**Your assignment:** Where a line of the listing below holds "apilloud", add it to the tally; give only the final number.

● ● ● ● ●

PR #1770, opened 2015-07-13
Allow boto to handle ec2 latent slave auth, deprecate custom credentials file

apilloud:
The Buildbot EC2 latent slave code currently uses a custom '.ec2/aws_id' file to store credentials and asserts that credentials are provided explicitly or via this file. This change deprecates the custom file and delegates authentication to boto rather than asserting. This adds support for authenticating via [IAM Roles for EC2 Instances](https://aws.amazon.com/about-aws/whats-new/2012/06/11/Announcing-IAM-Roles-for-EC2-instances/), which was added to Boto in 2.5.1 (boto/boto#811).  It also adds support for the [standardized AWS Credentials file](http://blogs.aws.amazon.com/security/post/Tx3D6U6WSFGOK2H/A-New-and-Standardized-Way-to-Manage-Credentials-in-the-AWS-SDKs) which was added to Boto in 2.29.0 (boto/boto#2292).

Will follow up with a backport to eight once merged.

### DIFF
--- a/master/buildbot/buildslave/ec2.py
+++ b/master/buildbot/buildslave/ec2.py
@@ -122,7 +122,7 @@ class EC2LatentBuildSlave(AbstractLatentBuildSlave):
                 aws_id_file_path = os.path.join(home, '.ec2', 'aws_id')
                 if not os.path.exists(aws_id_file_path):
                     aws_id_file_path = None
-            if aws_id_file_path and os.path.exists(aws_id_file_path):
+            if aws_id_file_path:
                 log.msg('WARNING: EC2LatentBuildSlave is using deprecated '
                         'aws_id file')
                 with open(aws_id_file_path, 'r') as aws_file:
--- a/master/buildbot/buildslave/ec2.py
+++ b/master/buildbot/buildslave/ec2.py
@@ -119,9 +119,9 @@ class EC2LatentBuildSlave(AbstractLatentBuildSlave):
                 'supply both or neither of identifier, secret_identifier')
             if aws_id_file_path is None:
                 home = os.environ['HOME']
-                aws_id_file_path = os.path.join(home, '.ec2', 'aws_id')
-                if not os.path.exists(aws_id_file_path):
-                    aws_id_file_path = None
+                default_path = os.path.join(home, '.ec2', 'aws_id')
+                if os.path.exists(default_path):
+                    aws_id_file_path = default_path
             if aws_id_file_path:
                 log.msg('WARNING: EC2LatentBuildSlave is using deprecated '
                         'aws_id file')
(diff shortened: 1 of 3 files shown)


tardyp:
:+1:

master/buildbot/buildslave/ec2.py
```diff
@@ -120,15 +120,14 @@ def __init__(self, name, password, instance_type, ami=None,
...
-                    "Please supply your AWS access key identifier and secret "
-                    "access key identifier either when instantiating this %s "
-                    "or in the %s file (on two lines).\n" %
-                    (self.__class__.__name__, aws_id_file_path))
-            with open(aws_id_file_path, 'r') as aws_file:
-                identifier = aws_file.readline().strip()
-                secret_identifier = aws_file.readline().strip()
+                if not os.path.exists(aws_id_file_path):
+                    aws_id_file_path = None
+            if aws_id_file_path and os.path.exists(aws_id_file_path):
```
sa2ajj: I think the warning should be issued even if the specified file does not exist.

sa2ajj:
LGTM otherwise.

master/buildbot/buildslave/ec2.py
apilloud: @sa2ajj I dropped the os.path.exists. This will trigger the warning if the path is set or the default file exists. It will also error out if the path is set to a non-existent file.

master/buildbot/buildslave/ec2.py
```diff
@@ -120,15 +120,14 @@ def __init__(self, name, password, instance_type, ami=None,
...
-                    "access key identifier either when instantiating this %s "
-                    "or in the %s file (on two lines).\n" %
-                    (self.__class__.__name__, aws_id_file_path))
-            with open(aws_id_file_path, 'r') as aws_file:
-                identifier = aws_file.readline().strip()
-                secret_identifier = aws_file.readline().strip()
+                if not os.path.exists(aws_id_file_path):
+                    aws_id_file_path = None
+            if aws_id_file_path:
+                log.msg('WARNING: EC2LatentBuildSlave is using deprecated '
```
sa2ajj: You are still producing a warning only when the `aws_id_file_path` is provided and the corresponding file exists.

More importantly the code at line 120, adds the value if it's not present.

I would put after line 122
```python
else:
     log.msg(BIG FAT WARNING)
```

sa2ajj:
(sorry for a slow follow up)

master/buildbot/buildslave/ec2.py
apilloud: @sa2ajj I believe this already does what you want, but it might be clearer if I wasn't using `aws_id_file_path` as temporary storage between 120 and 124. I've added a new variable, the actual logic hasn't changed. The warning will trigger if `aws_id_file_path` is set or the default file exists.

sa2ajj:
@apilloud Thank you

● ● ● ● ●

**Result:** 4